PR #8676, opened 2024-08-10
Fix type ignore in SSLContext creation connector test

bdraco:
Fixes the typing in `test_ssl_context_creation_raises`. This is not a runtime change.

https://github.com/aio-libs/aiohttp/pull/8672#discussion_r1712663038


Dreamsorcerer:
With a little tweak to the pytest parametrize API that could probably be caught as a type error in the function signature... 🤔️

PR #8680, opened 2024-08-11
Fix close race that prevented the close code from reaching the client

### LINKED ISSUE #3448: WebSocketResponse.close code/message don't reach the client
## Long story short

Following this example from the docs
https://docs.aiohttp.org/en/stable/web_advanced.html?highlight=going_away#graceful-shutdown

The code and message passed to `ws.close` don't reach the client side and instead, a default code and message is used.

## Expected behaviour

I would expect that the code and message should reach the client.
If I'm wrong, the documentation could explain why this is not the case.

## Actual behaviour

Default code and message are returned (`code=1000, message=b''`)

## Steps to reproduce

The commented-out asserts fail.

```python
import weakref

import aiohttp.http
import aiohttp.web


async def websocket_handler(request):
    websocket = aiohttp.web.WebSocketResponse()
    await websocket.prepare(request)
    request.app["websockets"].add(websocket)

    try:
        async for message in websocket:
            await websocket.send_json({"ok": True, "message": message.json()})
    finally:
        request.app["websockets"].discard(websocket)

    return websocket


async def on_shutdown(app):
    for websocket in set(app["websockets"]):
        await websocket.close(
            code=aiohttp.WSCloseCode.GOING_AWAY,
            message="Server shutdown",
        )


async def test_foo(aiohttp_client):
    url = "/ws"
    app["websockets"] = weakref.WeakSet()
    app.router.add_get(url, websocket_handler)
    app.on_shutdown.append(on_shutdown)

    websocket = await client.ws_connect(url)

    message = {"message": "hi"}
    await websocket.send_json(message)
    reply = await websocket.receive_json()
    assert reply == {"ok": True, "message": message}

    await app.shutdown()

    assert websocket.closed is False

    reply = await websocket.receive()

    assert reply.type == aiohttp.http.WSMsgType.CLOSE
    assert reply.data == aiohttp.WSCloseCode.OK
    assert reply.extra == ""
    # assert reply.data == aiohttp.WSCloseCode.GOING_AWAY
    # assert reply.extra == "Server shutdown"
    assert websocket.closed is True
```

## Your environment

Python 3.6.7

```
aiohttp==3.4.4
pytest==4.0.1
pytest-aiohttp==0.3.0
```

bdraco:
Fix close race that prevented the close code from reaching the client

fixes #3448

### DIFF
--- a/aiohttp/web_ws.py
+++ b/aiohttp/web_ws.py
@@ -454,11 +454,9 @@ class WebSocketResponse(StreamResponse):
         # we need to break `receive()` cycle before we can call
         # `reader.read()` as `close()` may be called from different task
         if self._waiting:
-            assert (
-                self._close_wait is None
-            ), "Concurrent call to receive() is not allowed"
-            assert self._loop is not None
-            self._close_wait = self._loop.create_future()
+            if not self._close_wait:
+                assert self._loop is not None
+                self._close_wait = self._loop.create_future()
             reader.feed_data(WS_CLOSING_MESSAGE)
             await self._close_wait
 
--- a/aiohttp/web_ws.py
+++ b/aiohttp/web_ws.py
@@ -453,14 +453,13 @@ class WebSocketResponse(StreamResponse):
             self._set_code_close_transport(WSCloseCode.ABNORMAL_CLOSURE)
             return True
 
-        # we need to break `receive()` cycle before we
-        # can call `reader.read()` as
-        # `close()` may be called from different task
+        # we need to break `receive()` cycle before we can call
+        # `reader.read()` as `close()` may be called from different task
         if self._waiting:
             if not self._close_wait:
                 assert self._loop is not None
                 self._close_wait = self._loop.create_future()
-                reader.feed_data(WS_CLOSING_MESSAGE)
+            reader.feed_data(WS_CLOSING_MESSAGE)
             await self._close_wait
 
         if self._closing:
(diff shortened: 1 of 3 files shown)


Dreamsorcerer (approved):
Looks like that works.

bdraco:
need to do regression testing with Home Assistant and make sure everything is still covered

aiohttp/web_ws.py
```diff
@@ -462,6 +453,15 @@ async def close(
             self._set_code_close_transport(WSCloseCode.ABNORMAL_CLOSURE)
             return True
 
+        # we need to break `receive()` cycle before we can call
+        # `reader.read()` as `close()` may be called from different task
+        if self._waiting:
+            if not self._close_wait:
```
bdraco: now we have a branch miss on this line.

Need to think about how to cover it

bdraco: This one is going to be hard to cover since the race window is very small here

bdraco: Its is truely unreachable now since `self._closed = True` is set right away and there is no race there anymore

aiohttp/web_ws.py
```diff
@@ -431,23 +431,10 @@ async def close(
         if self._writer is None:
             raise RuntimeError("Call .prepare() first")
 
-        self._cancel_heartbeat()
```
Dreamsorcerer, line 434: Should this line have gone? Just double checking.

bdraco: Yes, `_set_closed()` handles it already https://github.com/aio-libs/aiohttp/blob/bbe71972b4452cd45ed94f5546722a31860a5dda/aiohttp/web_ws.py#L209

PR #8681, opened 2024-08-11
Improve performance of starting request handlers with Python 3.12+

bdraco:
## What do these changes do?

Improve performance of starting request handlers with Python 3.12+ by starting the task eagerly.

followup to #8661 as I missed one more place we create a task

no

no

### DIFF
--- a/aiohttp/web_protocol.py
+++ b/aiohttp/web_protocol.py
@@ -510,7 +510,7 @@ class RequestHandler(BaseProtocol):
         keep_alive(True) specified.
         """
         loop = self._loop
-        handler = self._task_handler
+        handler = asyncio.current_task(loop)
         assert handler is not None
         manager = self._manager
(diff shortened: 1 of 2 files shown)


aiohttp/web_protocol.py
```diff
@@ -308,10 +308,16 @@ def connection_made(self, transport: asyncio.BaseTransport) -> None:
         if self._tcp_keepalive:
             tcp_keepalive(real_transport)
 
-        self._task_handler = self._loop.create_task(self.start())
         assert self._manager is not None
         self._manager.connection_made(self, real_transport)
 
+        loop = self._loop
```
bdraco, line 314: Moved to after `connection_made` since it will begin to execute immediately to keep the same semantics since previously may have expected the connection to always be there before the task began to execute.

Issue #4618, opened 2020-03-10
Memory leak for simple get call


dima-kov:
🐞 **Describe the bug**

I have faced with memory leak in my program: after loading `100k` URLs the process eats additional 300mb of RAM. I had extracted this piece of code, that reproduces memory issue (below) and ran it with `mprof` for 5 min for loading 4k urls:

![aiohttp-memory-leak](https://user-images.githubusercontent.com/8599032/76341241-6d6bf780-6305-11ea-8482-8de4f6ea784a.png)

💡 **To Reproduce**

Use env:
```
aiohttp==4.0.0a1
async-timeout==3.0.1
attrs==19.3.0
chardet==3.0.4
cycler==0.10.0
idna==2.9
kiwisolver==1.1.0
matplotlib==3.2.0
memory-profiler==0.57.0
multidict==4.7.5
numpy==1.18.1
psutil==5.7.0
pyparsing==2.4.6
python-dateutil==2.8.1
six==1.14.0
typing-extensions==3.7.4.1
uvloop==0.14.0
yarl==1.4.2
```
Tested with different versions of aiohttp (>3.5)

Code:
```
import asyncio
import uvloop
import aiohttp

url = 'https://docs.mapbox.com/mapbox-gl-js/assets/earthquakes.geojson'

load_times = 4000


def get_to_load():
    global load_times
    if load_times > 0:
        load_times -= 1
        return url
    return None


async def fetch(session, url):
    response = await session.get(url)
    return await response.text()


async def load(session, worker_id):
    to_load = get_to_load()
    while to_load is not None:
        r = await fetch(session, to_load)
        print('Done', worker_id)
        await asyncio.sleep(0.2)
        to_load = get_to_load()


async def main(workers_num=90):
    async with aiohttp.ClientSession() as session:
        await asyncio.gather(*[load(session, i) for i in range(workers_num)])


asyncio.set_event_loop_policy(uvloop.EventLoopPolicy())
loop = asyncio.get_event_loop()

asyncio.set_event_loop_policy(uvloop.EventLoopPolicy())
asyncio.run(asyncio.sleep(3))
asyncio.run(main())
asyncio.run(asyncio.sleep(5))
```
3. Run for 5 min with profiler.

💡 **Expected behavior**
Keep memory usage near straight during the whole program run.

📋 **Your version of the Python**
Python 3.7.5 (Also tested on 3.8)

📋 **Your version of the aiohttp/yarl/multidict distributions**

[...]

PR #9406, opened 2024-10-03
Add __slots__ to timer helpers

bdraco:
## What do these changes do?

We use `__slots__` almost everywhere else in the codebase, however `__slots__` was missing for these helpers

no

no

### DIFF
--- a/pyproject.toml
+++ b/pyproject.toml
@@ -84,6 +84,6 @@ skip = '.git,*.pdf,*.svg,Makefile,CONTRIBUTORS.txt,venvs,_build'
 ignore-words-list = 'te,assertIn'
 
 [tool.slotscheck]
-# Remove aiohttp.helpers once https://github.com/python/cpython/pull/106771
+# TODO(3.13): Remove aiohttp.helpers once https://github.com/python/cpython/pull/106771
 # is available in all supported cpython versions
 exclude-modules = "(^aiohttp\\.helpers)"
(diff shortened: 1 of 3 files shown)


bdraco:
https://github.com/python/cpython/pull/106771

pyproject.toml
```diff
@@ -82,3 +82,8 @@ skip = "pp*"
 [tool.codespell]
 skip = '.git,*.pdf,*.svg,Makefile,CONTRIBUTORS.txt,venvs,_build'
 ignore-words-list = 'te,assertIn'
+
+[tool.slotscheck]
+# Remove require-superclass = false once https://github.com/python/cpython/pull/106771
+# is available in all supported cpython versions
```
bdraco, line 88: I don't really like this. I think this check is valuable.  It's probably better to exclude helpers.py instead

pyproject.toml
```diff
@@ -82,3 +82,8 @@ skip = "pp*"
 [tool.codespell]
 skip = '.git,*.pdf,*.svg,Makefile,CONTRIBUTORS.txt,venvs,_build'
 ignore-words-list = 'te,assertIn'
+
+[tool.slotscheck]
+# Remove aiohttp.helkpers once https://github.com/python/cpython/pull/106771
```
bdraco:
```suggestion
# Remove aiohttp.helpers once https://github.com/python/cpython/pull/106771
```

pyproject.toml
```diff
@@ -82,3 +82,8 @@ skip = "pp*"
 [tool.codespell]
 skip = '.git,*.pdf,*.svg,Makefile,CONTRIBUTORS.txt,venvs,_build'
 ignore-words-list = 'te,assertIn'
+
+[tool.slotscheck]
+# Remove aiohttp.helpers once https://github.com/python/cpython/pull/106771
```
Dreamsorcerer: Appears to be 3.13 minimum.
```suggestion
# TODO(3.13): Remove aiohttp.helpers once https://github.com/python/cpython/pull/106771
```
================
The lines to copy are those above that contain "weakref".

import weakref
    app["websockets"] = weakref.WeakSet()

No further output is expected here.